◆ **AIM OF THE EXERCISE**: Your answer must be the records, copied with no change.

-------- DATA TO PROCESS --------

PR #1059, opened 2019-07-08
fix: git submodule foreach command accept one argument.

tangxinfa:
`glide` `update` failed on my project after upgrade git to `2.22.0`.

glide debug output:

    error: unknown switch `x'
    usage: git submodule--helper foreach [--quiet] [--recursive] [--] <command>

        -q, --quiet           Suppress output of entering each submodule command
        --recursive           Recurse into nested submodules

    fatal: run_command returned non-zero status while recursing in the nested submodules of proto

`git` `submodule` `foreach` `--recursive` command accept one argument now.

See similar merge request https://github.com/golang/dep/pull/2168/files for more information.


mattfarina:
@tangxinfa Thanks for the PR. The upstream dependency needed to be fixed instead of patching it here. That happened yesterday and a new release with a fix will come out soon.

PR #3244, opened 2026-06-23
fix(tasks): include custom roles in assignee filter and overview

tofikwest:
## Problem

Users assigned to custom roles like SecDev are not appearing in the Assignee filter dropdown or showing as assigned on the task overview dashboard. When you click into individual tasks, the assignees display correctly, but the dashboard and filter show them as missing or unassigned.

## Root cause

The tasks overview page (tasks/page.tsx lines 70-76) has a hardcoded allow-list of role names that filters the members array used for both the assignee display and the filter dropdown. This allow-list only includes built-in roles and silently drops any users with custom roles. The task detail view uses organizationMembers (useOrganizationMembers hook) which returns all members regardless of role type, which is why clicking into a task shows the correct assignee.

## Fix

Removed the role-based allow-list filter from the tasks overview page. The members array now includes all organization members, matching the behavior of the task detail view. This allows custom role users to surface in both the assignee filter dropdown and the dashboard task list.

## Explicitly NOT touched

- RBAC checks or permission logic (custom role permissions already work correctly)
- Auth guards or organizationId scoping
- The task detail view or any other pages
- The /v1/people endpoint or backend member queries

## Verification

✅ SecDev role users appear in the Assignee filter dropdown
✅ Tasks assigned to SecDev users show as assigned on the overview (not "Unassigned")
✅ Existing built-in roles continue to display correctly
✅ Task detail view behavior unchanged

--------

◆ **SOLVED PROBLEM**:
PR #1059, opened 2019-07-08
fix: git submodule foreach command accept one argument.

tangxinfa:
`glide` `update` failed on my project after upgrade git to `2.22.0`.

glide debug output:

    error: unknown switch `x'
    usage: git submodule--helper foreach [--quiet] [--recursive] [--] <command>

        -q, --quiet           Suppress output of entering each submodule command
        --recursive           Recurse into nested submodules

    fatal: run_command returned non-zero status while recursing in the nested submodules of proto

`git` `submodule` `foreach` `--recursive` command accept one argument now.

See similar merge request https://github.com/golang/dep/pull/2168/files for more information.


mattfarina:
@tangxinfa Thanks for the PR. The upstream dependency needed to be fixed instead of patching it here. That happened yesterday and a new release with a fix will come out soon.

PR #3244, opened 2026-06-23
fix(tasks): include custom roles in assignee filter and overview

tofikwest:
## Problem

Users assigned to custom roles like SecDev are not appearing in the Assignee filter dropdown or showing as assigned on the task overview dashboard. When you click into individual tasks, the assignees display correctly, but the dashboard and filter show them as missing or unassigned.

## Root cause

The tasks overview page (tasks/page.tsx lines 70-76) has a hardcoded allow-list of role names that filters the members array used for both the assignee display and the filter dropdown. This allow-list only includes built-in roles and silently drops any users with custom roles. The task detail view uses organizationMembers (useOrganizationMembers hook) which returns all members regardless of role type, which is why clicking into a task shows the correct assignee.

## Fix

Removed the role-based allow-list filter from the tasks overview page. The members array now includes all organization members, matching the behavior of the task detail view. This allows custom role users to surface in both the assignee filter dropdown and the dashboard task list.

## Explicitly NOT touched

- RBAC checks or permission logic (custom role permissions already work correctly)
- Auth guards or organizationId scoping
- The task detail view or any other pages
- The /v1/people endpoint or backend member queries

## Verification

✅ SecDev role users appear in the Assignee filter dropdown
✅ Tasks assigned to SecDev users show as assigned on the overview (not "Unassigned")
✅ Existing built-in roles continue to display correctly
✅ Task detail view behavior unchanged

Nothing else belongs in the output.